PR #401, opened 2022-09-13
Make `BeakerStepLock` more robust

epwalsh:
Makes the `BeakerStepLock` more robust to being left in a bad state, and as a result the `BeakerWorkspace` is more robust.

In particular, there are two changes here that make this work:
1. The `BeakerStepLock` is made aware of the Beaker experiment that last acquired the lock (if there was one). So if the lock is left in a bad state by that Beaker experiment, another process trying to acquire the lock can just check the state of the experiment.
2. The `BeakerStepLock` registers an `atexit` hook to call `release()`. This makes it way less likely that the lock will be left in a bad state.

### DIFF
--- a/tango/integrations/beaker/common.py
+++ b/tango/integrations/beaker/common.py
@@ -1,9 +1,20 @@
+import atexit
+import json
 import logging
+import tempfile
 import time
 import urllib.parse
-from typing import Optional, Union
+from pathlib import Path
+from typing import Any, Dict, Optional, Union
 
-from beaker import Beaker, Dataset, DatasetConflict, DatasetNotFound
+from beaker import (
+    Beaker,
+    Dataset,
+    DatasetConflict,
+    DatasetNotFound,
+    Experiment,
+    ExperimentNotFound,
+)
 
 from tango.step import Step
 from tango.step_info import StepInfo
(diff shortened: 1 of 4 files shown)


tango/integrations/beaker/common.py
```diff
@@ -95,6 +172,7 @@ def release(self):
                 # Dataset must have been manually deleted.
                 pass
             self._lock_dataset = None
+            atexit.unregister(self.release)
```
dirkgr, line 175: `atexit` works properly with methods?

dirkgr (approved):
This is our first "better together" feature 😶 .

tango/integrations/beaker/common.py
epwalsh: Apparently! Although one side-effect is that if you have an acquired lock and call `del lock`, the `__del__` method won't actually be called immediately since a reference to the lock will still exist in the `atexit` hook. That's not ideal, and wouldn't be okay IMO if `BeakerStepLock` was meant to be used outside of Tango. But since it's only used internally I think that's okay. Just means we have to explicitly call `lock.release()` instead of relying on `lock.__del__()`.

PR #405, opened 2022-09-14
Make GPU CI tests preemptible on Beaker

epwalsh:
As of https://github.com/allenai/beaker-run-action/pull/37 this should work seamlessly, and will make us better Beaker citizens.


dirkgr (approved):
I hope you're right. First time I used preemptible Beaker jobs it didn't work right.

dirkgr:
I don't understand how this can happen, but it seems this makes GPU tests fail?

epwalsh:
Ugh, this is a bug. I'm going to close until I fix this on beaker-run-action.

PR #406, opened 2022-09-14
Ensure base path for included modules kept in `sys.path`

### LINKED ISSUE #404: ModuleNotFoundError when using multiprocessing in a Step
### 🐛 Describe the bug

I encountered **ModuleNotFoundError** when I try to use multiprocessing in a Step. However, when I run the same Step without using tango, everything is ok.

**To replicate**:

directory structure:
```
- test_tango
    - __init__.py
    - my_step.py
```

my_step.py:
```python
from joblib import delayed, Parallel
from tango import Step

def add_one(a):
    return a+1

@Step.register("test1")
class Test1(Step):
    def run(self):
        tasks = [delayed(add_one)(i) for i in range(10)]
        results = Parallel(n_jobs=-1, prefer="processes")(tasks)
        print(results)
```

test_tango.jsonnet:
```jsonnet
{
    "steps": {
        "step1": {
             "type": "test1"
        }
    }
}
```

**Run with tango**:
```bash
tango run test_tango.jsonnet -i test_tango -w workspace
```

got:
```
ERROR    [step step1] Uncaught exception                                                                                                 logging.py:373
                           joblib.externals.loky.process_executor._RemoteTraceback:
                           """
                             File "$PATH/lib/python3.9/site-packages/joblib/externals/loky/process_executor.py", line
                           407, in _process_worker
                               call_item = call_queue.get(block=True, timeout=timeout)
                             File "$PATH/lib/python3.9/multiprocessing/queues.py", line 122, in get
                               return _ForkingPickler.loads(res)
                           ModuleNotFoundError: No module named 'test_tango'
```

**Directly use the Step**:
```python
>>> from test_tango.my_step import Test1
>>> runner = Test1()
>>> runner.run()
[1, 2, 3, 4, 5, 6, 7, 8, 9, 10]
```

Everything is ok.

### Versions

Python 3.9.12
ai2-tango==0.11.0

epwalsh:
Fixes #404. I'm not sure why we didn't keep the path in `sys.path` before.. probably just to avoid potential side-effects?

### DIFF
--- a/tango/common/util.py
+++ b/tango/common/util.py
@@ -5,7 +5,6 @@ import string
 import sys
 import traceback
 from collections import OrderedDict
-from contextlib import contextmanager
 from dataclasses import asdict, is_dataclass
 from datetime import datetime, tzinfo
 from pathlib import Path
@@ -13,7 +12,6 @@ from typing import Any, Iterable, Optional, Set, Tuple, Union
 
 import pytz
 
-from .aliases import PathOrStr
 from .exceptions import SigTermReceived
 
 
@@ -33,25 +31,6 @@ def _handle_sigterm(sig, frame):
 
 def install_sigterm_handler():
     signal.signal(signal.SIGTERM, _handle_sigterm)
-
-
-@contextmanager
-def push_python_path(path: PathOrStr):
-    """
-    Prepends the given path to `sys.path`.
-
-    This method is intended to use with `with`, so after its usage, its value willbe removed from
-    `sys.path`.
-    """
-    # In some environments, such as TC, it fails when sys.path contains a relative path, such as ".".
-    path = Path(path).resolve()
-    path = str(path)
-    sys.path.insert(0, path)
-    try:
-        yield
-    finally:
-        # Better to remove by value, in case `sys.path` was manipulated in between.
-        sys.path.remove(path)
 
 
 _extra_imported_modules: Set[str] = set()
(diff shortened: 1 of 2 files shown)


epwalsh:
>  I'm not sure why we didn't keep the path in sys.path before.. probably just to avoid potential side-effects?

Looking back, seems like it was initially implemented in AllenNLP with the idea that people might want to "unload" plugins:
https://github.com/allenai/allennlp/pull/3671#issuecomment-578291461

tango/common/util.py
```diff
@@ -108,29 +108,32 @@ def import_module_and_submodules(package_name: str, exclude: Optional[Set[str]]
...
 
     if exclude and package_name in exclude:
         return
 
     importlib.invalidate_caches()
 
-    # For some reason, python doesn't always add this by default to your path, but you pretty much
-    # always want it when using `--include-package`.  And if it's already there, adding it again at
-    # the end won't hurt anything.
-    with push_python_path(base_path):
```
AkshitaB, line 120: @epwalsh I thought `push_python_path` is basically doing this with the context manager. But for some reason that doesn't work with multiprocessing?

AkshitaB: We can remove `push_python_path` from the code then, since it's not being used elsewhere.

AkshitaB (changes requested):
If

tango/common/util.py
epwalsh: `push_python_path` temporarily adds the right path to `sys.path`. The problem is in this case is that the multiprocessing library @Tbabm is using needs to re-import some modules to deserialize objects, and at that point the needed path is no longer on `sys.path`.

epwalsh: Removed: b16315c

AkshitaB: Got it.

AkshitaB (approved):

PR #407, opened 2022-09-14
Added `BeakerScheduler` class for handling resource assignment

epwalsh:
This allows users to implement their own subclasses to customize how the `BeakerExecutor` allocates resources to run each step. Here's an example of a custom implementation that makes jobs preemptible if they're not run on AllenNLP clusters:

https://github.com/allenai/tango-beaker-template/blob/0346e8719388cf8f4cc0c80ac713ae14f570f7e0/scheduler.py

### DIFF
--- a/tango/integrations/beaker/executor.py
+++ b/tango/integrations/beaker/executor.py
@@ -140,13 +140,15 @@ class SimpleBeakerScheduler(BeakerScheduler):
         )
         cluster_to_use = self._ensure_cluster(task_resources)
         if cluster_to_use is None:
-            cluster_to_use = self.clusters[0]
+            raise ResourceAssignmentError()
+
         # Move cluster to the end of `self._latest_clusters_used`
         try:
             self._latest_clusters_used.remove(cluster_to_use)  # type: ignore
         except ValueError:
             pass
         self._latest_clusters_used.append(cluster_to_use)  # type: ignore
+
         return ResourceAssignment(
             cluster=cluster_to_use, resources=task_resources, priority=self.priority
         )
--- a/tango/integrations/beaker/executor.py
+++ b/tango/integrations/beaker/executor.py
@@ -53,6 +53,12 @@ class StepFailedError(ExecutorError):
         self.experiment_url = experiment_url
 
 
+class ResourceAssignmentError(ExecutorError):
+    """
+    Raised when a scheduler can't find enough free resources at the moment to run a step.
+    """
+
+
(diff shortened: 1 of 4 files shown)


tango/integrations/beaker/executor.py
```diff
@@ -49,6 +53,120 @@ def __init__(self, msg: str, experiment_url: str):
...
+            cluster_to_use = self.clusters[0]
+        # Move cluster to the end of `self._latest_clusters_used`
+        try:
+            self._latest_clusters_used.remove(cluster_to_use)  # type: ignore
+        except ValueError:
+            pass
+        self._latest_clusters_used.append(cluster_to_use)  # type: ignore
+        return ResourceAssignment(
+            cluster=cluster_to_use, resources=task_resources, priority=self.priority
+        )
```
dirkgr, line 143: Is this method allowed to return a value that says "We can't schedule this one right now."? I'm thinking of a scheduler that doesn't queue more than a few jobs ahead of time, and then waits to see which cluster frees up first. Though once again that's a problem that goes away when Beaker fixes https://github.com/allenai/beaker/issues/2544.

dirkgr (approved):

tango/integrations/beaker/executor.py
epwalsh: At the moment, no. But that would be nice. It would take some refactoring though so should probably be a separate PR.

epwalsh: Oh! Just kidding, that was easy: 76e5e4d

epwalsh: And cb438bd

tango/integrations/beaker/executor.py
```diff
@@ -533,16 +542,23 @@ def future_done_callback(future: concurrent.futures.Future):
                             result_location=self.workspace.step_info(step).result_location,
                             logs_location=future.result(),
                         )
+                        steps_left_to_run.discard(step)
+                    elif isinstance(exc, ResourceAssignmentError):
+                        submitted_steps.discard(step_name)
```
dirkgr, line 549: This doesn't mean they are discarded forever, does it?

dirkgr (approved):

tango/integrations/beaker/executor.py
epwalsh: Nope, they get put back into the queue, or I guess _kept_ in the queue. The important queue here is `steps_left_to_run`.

------------------------------------------------

> [Prompt]:
Work out how many lines above have the string "ValueError" in them, and give only the number.

> [Solution below]:
2